Re: LINGUIST List: 13.3192

	In addition to the broader scope of major language awarness in
Bacon's times should be added the sense that the map of nations and
the divisions of language were much less monolithic than those refered
to in this discussion. He would have most probably had an awareness
of a wide range of brogues, patois, and creoles which he might have
considered different enough in structure as to have had their own
	For example, one of the complications of modern English is
that it is not only a mixture of many vocabularies but also of their
constituent grammars.
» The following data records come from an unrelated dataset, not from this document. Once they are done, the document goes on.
PR #328, opened 2017-02-26
fixes #18677 - adds notification events on host discovery

ohadlevy:


ohadlevy:
requires https://github.com/theforeman/foreman/pull/4337

ohadlevy:
image
image

ohadlevy:
@rohoover anything we can improve to make this notification a bit more interesting? (icons etc?)

ohadlevy:
@rohoover another question - this implementation allows notification to "expire" once the notification condition is no longer set, for example, once we have an unused discovered hosts the notification remains, but once it is consumed, the notification is removed. I didn't want to provide a link to an invalid action (e.g. go do something with the host and then realize there are none).

Rohoover:
@ohadlevy 

I would try using an alternate icon in lieu of the "i". One thought to consider, why do you want this particular type of notification to stand out more than any other. I'm not against the idea, I would just want to have clear reasoning why this type is ranked more important than another. 

What is your second question?

ohadlevy:
@Rohoover 

> I would try using an alternate icon in lieu of the "i". One thought to consider, why do you want this particular type of notification to stand out more than any other. I'm not against the idea, I would just want to have clear reasoning why this type is ranked more important than another.

Discovery, is a means in which unknown /  unconfigured hosts turn on (imagine a company buys 100 new bare metal servers) they auto register to foreman.
The user normally has no way to know discovered hosts are available unless visiting the discovered hosts page.

the idea here is simply to allow users to know they have unused resources that can be "claimed" and start the provisioning/configuration process. 
> 
> What is your second question?

based on our notification implementation, multiple users might receive the notification, however, in the event that one use claimed the resources, we currently remove the notification from all users.

this avoids a user thinking he has a resource he can consume clicking on the link realizing the list of currently avail discovered hosts is empty.

Rohoover:
@ohadlevy 

I imagined that there would be some notifications that would be persistent and others that would not be removed unless read. So in this example, the text would no longer be bold if read, but remain unless the global situation amongst all users is resolved.

ohadlevy:
please do not merge, this will be re-written based on the outcome of https://github.com/theforeman/foreman/pull/4339

ohadlevy:
@dLobatog updated this pr based on the changes in https://github.com/theforeman/foreman/pull/4339

lzap:
I will leave this one on @dLobatog then :-)

ohadlevy:
test

ohadlevy:
foreman pr has been merged.

db/seeds.d/80_discovery_ui_notification.rb
```diff
@@ -0,0 +1,17 @@
+# seeds UI notification blueprints that are supported by Disocvery.
+[
+  {
+    group: _('Hosts'),
+    name: 'new_discovered_host',
+    message: _('One or more Hosts has been discovered'),
```
timogoebel: One ore more hosts _have_ been discovered?

timogoebel (changes requested):
... just one thing I noticed during the demo. Not a full review.

ohadlevy:
@timogoebel updated.

app/services/foreman_discovery/ui_notifications/new_host.rb
```diff
@@ -0,0 +1,30 @@
...
+    # and will update notification expiry when new discovered hosts appear.
+    class NewHost < ::UINotifications::Base
+      private
+
+      def create
+        add_notification if update_notifications.zero?
+      end
+
+      def update_notifications
+        blueprint.notifications.mass_update_expiry
```
ohadlevy: typo: should be blueprint.mass_update_expiry

timogoebel (approved):

app/models/host/managed_extensions.rb
```diff
@@ -61,4 +61,9 @@ def delete_discovery_attribute_set
     DiscoveryAttributeSet.destroy_all(:host_id => self.id) if type_changed?
   end
 
+  def update_notifications
+    return if new_record?
+    return unless type_changed?
+    ForemanDiscovery::UINotifications::DestroyHost.deliver!(self)
```
ohadlevy, line 67: this in theory will break running all core tests with foreman's as this extends Host::Managed yet the seeding happens only in discovery, I'm uncertain if this is an issue or not, but if it is we might need to change the way blueprint seeds is loaded in core. (TBH I don't think it should block this pr).

ohadlevy: Actually, scratch that, I did create a exception handling in core, so this will only warn vs raise.

lzap:
I have one request, the most important notification imho for discovery would be when host was autoprovisioned using a rule. Currently we add a host comment "Autoprovisioned via rule named 'webserver'" (see `perform_autoprovisioning` method).

Could you also add this kind of notifications: "One or more hosts were autoprovisioned via rule 'webserver'"? Because these events trigger either completely on background (auto mode) or if you mass auto provision more than one and we only report "Autoprovisioning was successful" via bubble. Getting this kind of notification where you can check which host were provisioned using what rules would be very helpful.

If you prefer you can only have one kind of notification with summary list of rules and hosts provisioned, that'd work too I think.

ohadlevy:
@lzap :+1.  But maybe in another PR?

lzap:
Oh ok, I mind the PR name. But you could rename, I can still hear your voice "it's super easy to send notification" ;-)

lzap:
So is this ready to have a full review and test now? I see the core PR was merged, any obstacles?

ohadlevy:
@lzap from my side its ready

dLobatog:
Works pretty well - thanks @ohadlevy @lzap @Rohoover

lzap:
Thanks I was planning to do it today but great! :-)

It is possible to construct the same meaning
from a collection of Anglo-Saxon, Norman, Gaelic, or Cockney
isoglosses which would each be intelligible to most modern English
speakers but would also provide a comparative range of grammars. It
is also likely that some of the arguments over points of usage are
actually rooted in the mixing of grammatical constructs from mutliple
	But the initial premise is still in doubt. No matter how many
grammars are compared, it is still a streach to find them so similar.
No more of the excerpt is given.